> What you need to do: Produce a verbatim copy of the entries listed below.

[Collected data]
"""
PR #650, opened 2019-02-03
[BUGFIX] Remove all ‘unprocessable’ tags.

JakeQZ:
Not all ‘unprocessable’ tags (`<wbr>` by default) were being removed, because a
‘live’ NodeList was being iterated.  This was a regression as a result of #627.

Also modified related tests to include a `<body>` element in the input HTML.
Prior to #627, `removeUnprocessableTags()` did not behave as documented – if
elements had content it would still remove the tags (though not the content).
The tests did not pick this up because `DOMDocument::loadHTML()` creates a
`<body>` element if there isn’t one, and if there is text content (at the start)
not inside any element, wraps it in a `<p>` element
(https://secure.php.net/manual/en/domdocument.loadhtml.php#88864).  (It does not
create a `<p>` element if there is already a `<body>` element.)

### DIFF
--- a/CHANGELOG.md
+++ b/CHANGELOG.md
@@ -14,6 +14,8 @@ This project adheres to [Semantic Versioning](https://semver.org/).
 ### Removed
 
 ### Fixed
+- Remove all ‘unprocessable’ (e.g. `<wbr>`) tags
+  ([#650](https://github.com/MyIntervals/emogrifier/pull/650))
 - Correct translated xpath of `:nth-child` selector
   ([#648](https://github.com/MyIntervals/emogrifier/pull/648))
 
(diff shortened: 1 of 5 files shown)


JakeQZ:
An observation arises.  The `<wbr>` tag causes issues because DOMDocument does not know it is self-closing (void).  Several other elements also suffer the same fate: `<command>`, `<embed>`, `<keygen>`, `<source>`, `<track>` (from https://bugs.php.net/bug.php?id=73175).  Should these all by default be removed from the input?  Or should we perhaps support them by simply stripping the erroneous closing tags from the output (which I believe is all that is required)?

@oliverklee, @zoliszabo, what do you think?

oliverklee:
> Or should we perhaps support them by simply stripping the erroneous closing tags from the output (which I believe is all that is required)?

I'm for this approach.

JakeQZ:
> > Or should we perhaps support them by simply stripping the erroneous closing tags from the output (which I believe is all that is required)?
> 
> I'm for this approach.

Also required is those tags being in XML self-closing format in the input (i.e. `<wbr/>` rather than `<wbr>`).  See PR #651…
"""
> Your solution:
PR #650, opened 2019-02-03
[BUGFIX] Remove all ‘unprocessable’ tags.

JakeQZ:
Not all ‘unprocessable’ tags (`<wbr>` by default) were being removed, because a
‘live’ NodeList was being iterated.  This was a regression as a result of #627.

Also modified related tests to include a `<body>` element in the input HTML.
Prior to #627, `removeUnprocessableTags()` did not behave as documented – if
elements had content it would still remove the tags (though not the content).
The tests did not pick this up because `DOMDocument::loadHTML()` creates a
`<body>` element if there isn’t one, and if there is text content (at the start)
not inside any element, wraps it in a `<p>` element
(https://secure.php.net/manual/en/domdocument.loadhtml.php#88864).  (It does not
create a `<p>` element if there is already a `<body>` element.)

### DIFF
--- a/CHANGELOG.md
+++ b/CHANGELOG.md
@@ -14,6 +14,8 @@ This project adheres to [Semantic Versioning](https://semver.org/).
 ### Removed
 
 ### Fixed
+- Remove all ‘unprocessable’ (e.g. `<wbr>`) tags
+  ([#650](https://github.com/MyIntervals/emogrifier/pull/650))
 - Correct translated xpath of `:nth-child` selector
   ([#648](https://github.com/MyIntervals/emogrifier/pull/648))
 
(diff shortened: 1 of 5 files shown)


JakeQZ:
An observation arises.  The `<wbr>` tag causes issues because DOMDocument does not know it is self-closing (void).  Several other elements also suffer the same fate: `<command>`, `<embed>`, `<keygen>`, `<source>`, `<track>` (from https://bugs.php.net/bug.php?id=73175).  Should these all by default be removed from the input?  Or should we perhaps support them by simply stripping the erroneous closing tags from the output (which I believe is all that is required)?

@oliverklee, @zoliszabo, what do you think?

oliverklee:
> Or should we perhaps support them by simply stripping the erroneous closing tags from the output (which I believe is all that is required)?

I'm for this approach.

JakeQZ:
> > Or should we perhaps support them by simply stripping the erroneous closing tags from the output (which I believe is all that is required)?
> 
> I'm for this approach.

Also required is those tags being in XML self-closing format in the input (i.e. `<wbr/>` rather than `<wbr>`).  See PR #651…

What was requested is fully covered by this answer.